Arena in Ohio, United States

Richfield Coliseum, also known as the Coliseum at Richfield, was an indoor arena located in Richfield Township, between Cleveland and Akron, Ohio. It opened in 1974 as a replacement for the Cleveland Arena, and had a seating capacity of 20,273 for basketball. It was the main arena for the Northeast Ohio region until 1994, when it was replaced by Gund Arena (now Rocket Arena) in downtown Cleveland. The Coliseum stood vacant for five years before it was purchased and demolished in 1999 by the National Park Service. The site of the building was converted to a meadow and is now part of Cuyahoga Valley National Park.

The arena was primarily the home to the Cleveland Cavaliers of the National Basketball Association (NBA), developed by Cavaliers owner Nick Mileti, who also owned the Cleveland Crusaders of the World Hockey Association. Over the years it had additional tenants such as the Cleveland Barons of the National Hockey League, Cleveland Force of Major Indoor Soccer League, Cleveland Crunch of Major Indoor Soccer League, the Cleveland Lumberjacks of the International Hockey League, and the Cleveland Thunderbolts of the Arena Football League.

It hosted the 1981 NBA All-Star Game; The Buckeye Homecoming, the 1983 professional boxing match between Michael Dokes and Gerrie Coetzee; and the 1985 MISL All Star Game. It was also the site of the March 24, 1975 boxing match between Muhammad Ali and Chuck Wepner, which in part inspired the movie Rocky.

== Concerts ==
The Coliseum was a regular concert venue, with its first event being a concert by Frank Sinatra. The first rock concert at the Richfield Coliseum, in October 1974, featured Stevie Wonder in October 1974. The last concert was by Roger Daltrey, in 1994; that was also the last official event at the arena.

The Grateful Dead played thirteen shows at the Coliseum - the first on September 7, 1990, and the last on March 21, 1994.

==History==
The arena, which opened in 1974, replaced the Cleveland Arena, which had 12,500+ boxing capacity, 10,000+ otherwise.
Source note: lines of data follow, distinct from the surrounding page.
PR #9886, opened 2024-02-08
perf(turndown-plugin-gfm): fix cache memory leak

maxpatiiuk:
The code in question is using a Map to cache the result of running `tableShouldBeSkipped` function on a given table node

However, given that the cache is never cleared, this causes a memory leak as garbage collector is never able to clean up the table nodes (as they are used by the map forever)

To fix that, this PR changes `Map` to [`WeakMap`](https://developer.mozilla.org/en-US/docs/Web/JavaScript/Reference/Global_Objects/WeakMap)

---

Additionally, given that the `tableShouldBeSkipped` function is in the hot path (called for every table, table row, table header and table cell), creating a lamda function inside of it is degrading performance (makes it harder for V8 to optimize the code)
This PR improves that by not re-creating a function on each call to `tableShouldBeSkipped` 
[More information on this optimization](https://marvinh.dev/blog/speeding-up-javascript-ecosystem/#:~:text=Inline%20functions%2C%20inline%20caches%20and%20recursion)

### DIFF
--- a/packages/turndown-plugin-gfm/src/tables.js
+++ b/packages/turndown-plugin-gfm/src/tables.js
@@ -205,17 +205,18 @@ function tableShouldBeSkipped(tableNode) {
   const cached = tableShouldBeSkippedCache_.get(tableNode);
   if (cached !== undefined) return cached;
 
-  const process = () => {
-    if (!tableNode) return true;
-    if (!tableNode.rows) return true;
-    if (tableNode.rows.length === 1 && tableNode.rows[0].childNodes.length <= 1) return true; // Table with only one cell
-    if (nodeContainsTable(tableNode)) return true;
-    return false;
-  }
+  const result = tableShouldBeSkipped_(tableNode);
 
-  const result = process();
   tableShouldBeSkippedCache_.set(tableNode, result);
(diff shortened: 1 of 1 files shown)


packages/turndown-plugin-gfm/src/tables.js
```diff
@@ -205,19 +205,20 @@ function tableShouldBeSkipped(tableNode) {
...
-    return false;
-  }
+  const result = tableShouldBeSkipped_(tableNode);
 
-  const result = process();
   tableShouldBeSkippedCache_.set(tableNode, result);
   return result;
 }
 
+function tableShouldBeSkipped_ = (tableNode) => {
```
laurent22: Did you even try your code? That's not valid JS, is it?

maxpatiiuk: Hi,
I am sorry about this - I was in a rush, and it was late in evening.
Pushed a fix, and did some testing of the change.
Can you also please test the change - thanks

laurent22: Thanks for the update, looks good now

The new arena seated 20,273 for basketball and 18,544 for hockey, and was one of the first indoor arenas to contain luxury boxes. Cavaliers founder Nick Mileti was the driving force behind the Coliseum's construction, believing that its location in northern Summit County south of Cleveland near the confluence of the Ohio Turnpike and Interstates 77 and 271 was ideally suited given the growth of urban sprawl.

While Cleveland Arena had once been one of the finest arenas in the country when it opened in 1937, it had not aged well by the time the Cavs arrived. It also had little parking. City officials balked at a downtown replacement, leading Mileti to turn his attention to the suburbs. The Michael Dokes vs. Gerrie Coetzee professional boxing match was held at the Richfield Coliseum on September 23, 1983. That match was televised by HBO and contested for the WBA heavyweight world championship.

The Coliseum was built in Richfield to draw fans from both of Northeast Ohio's major cities, as nearly five million Ohioans lived within less than an hour's drive (in good weather) from the Coliseum. While the arena's location hindered attendance somewhat, the Cavaliers' average attendance was over 18,000 per game each of the last two seasons at the Coliseum. In a 2012 interview with ESPN's Bill Simmons, basketball great Larry Bird said that it was his favorite arena to play in. The Coliseum was the site of Bird's final game in the NBA.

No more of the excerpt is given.